O director-geral da FAO afirma que apesar da importância estratégica da agricultura para combater esta situação, nos últimos 10 anos o crescimento do sector agrícola no continente foi fraco, alcançando apenas 2,7% no ano 2000. Um dos factores que impede o crescimento da mesma, deve-se à concorrência dos países mais desenvolvidos, cuja agricultura é fortemente subsidiada pelos respectivos estados.
211 milhões de latino-americanos e caribenhos vivem abaixo da linha de pobreza, com um aumento de 11 milhões desde 1990. (Junho de 2002).
As perspectivas futuras continuam a ser pouco risonhas para toda a América Latina. Os efeitos da globalização far-se-ão sentir por muito tempo, nomeadamente através de continuas crises económicas.
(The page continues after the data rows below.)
PR #343, opened 2026-08-29
PDASHOSS01-96 Project-scoped AI Workers panel; move workspace AI Workers into More

irichard00:
## Summary

Adds a **project-scoped AI Workers (runners) panel** at `/:workspaceSlug/projects/:projectId/runners` (+ `runs` / `approvals` / `chat/:runnerId` / `detail/:runnerId` children), reusing the exact same middle-panel page modules as the workspace-wide panel, filtered to one project. Demotes the workspace-wide "AI Workers" nav entry into the sidebar **More** section as the aggregate. Implements PDASHOSS01-96 (sub-issue of PDASHOSS01-95).

### Reuse, not fork
- The five panel pages (`overview`, `runs`, `approvals`, `chat`, `detail`) are referenced by **both** route trees via explicit route ids in `core.ts`. Each reads an optional `projectId` from the route and threads it into every list's service call + SWR key (so paging never leaks across scopes) and rewrites its link base. Workspace routes pass nothing → today's behaviour unchanged.
- The runner contacts sidebar is extracted into one shared `RunnersSideNav` used by both the workspace layout and the new thin project layout (`AppHeader` + `ContentWrapper` + shared side-nav + `Outlet`), mirroring the Schedulers dual-scope precedent.

### Backend filtering
- `runs`, `approvals`, and `chat-session` list endpoints gain an optional `?project=<uuid>` filter, narrowing to every row whose pod belongs to the project (a project owns several pods → filter by pods-of-project). The runners list already had `?pod=`; it gains `?project=` alongside.
- On the runs list the project filter is a **separate chained `.filter()`** so it AND-combines with the private-runner visibility gate rather than widening it — runs on another user's private runner stay hidden regardless of scope.

### Nav
- New project "AI Workers" sidebar item (sibling of Work Items / Schedulers, `Bot` icon, project ADMIN/MEMBER).
- Workspace `runners` entry moved from the top-level pinned list into **More**.

### Empty state
- `RunnersSideNav` shows a "No runners connected to this project yet." hint — the common case for Cloud-Agent-only projects.

## Tests
- New `test_runners_project_filter.py`: project-filter coverage for runs (incl. **private-runner rule preserved**), approvals, runners, and chat sessions. 5 passed.
- Existing runner view suites re-run green (77 passed).
- Web `check:types` + `check:lint` clean.

## Access decision
Project panel gates on project **ADMIN/MEMBER** (matching the workspace panel's ADMIN/MEMBER rule, applied at project scope). Flagged in the issue as an open question; documented here for review.


irichard00 (commented):
## Review — PDASHOSS01-96 Project-scoped AI Workers panel

Reviewed the full diff (backend filters, service layer, route tree, shared components, nav). This is a clean, faithful implementation of the issue's "reuse, don't fork" requirement. **Approving with one optional cosmetic nit.**

### What I verified

**Reuse mechanism ✅** — `core.ts` points the project route tree at the same five page modules as the workspace aggregate (with explicit route ids to avoid the file-derived id collision). Each page reads an optional `projectId` from the route and threads it into service calls, SWR keys, and link bases; the workspace routes pass nothing and keep today's behaviour. The contacts sidebar was extracted into one shared `RunnersSideNav` used by both layouts. No forked component copies.

**Backend filters ✅** — `runs`, `approvals`, `chat/sessions`, and `runners` each gained an optional `?project=<uuid>` narrowing to `pod__project_id`. All model FK paths (`Pod.project`, `Runner.pod`, `AgentRun.pod`, `AgentChatSession.pod`, `ApprovalRequest→agent_run→pod`) exist and are valid lookups.

**Private-runner rule preserved ✅** — on `runs.py` the project filter is a *separate chained* `.filter()`, so it AND-combines with the existing private-runner `Q` gate rather than widening it. `test_runs_project_filter_preserves_private_runner_rule` pins exactly this (a run on another user's private runner stays hidden even for a workspace admin under `?project=`). Pod-less / Cloud-Agent runs are intentionally excluded from a project view — consistent with the parent-issue scope split.

**Pagination scoping ✅** — `total_count`/`total_pages` are computed after the project filter, and `projectId` is part of the runs SWR key, so paging can't leak rows across scopes.

**Nav relocation ✅** — workspace `runners` entry filtered out of the top-level list via `RELOCATED_KEYS` and surfaced under "More" via `MORE_ITEM_KEYS`; new project "AI Workers" item added as a sibling of Schedulers, gated on project ADMIN/MEMBER.

**Access decision** — project panel gates on project ADMIN/MEMBER (`ProjectRunnersLayout`), mirroring the workspace panel's ADMIN/MEMBER rule at project scope. Reasonable resolution of the question the issue left open.

**Validation** — `pnpm turbo run check:types --filter=web --filter=@pi-dash/services` passes locally here (react-router typegen + tsc, no duplicate-id error).

### Optional nit (non-blocking, cosmetic)

`more-section.tsx`: the workspace-aggregate "AI Workers" item highlights via `pathname.includes("/runners/")` and `MORE_PATH_SEGMENTS` auto-opens on `/runners`. Because the project route is `/<ws>/projects/<pid>/runners/...`, visiting a project's AI Workers *sub*-routes (runs/approvals/chat/detail) also matches — so the workspace "More → AI Workers" row can auto-open the disclosure and show as active at the same time as the project's own "AI Workers" item. Purely visual; worth tightening the match to a workspace-root-anchored path if you want to avoid the double-highlight, but not required for this PR.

As suas frágeis economias estão hoje à mercê das empresas dos países mais ricos.

Ásia
A situação é particularmente dramática no Afeganistão, onde cinco a dez milhões de pessoas estão ameaçadas de fome, mas também muito grave na Coreia do Norte, Mongólia, Arménia, Geórgia e Tajiquistão, etc.(Dados de 2002).

Médio Oriente
No Médio Oriente as projecções do Banco Mundial são também pouco animadoras para esta região, a situação é dramática na Palestina e no Iraque.O número de pobres irá disparar, estimulando o crescimento de conflitos sociais (Banco Mundial, Abril de 2003).
A intervenção dos EUA no Iraque (Abril de 2003), para além das vítimas que já produziu, agravou ainda mais esta tragédia.

Utopias
Oficialmente as utopias estão mortas, mas a realidade que as alimentou e justificou durante séculos continua bem viva. As desigualdades em todo o mundo, desde o "triunfo" do liberalismo nos anos oitenta, são cada vez maiores. O esbanjamento de recursos nos países mais ricos está a conduzir a humanidade para a sua própria extinção. Como refere Peter Singer, bastava que nestes países, se deixassem de alimentar os animais domésticos à base de cereais e de soja, e estes alimentos fossem distribuídos pelos necessitados, para se pôr fim à fome no mundo.


Solidariedade
Centenas de milhões de pobres e famintos em todo o mundo apelam à solidariedade de todos aqueles que se afogam no consumismo e no desperdício.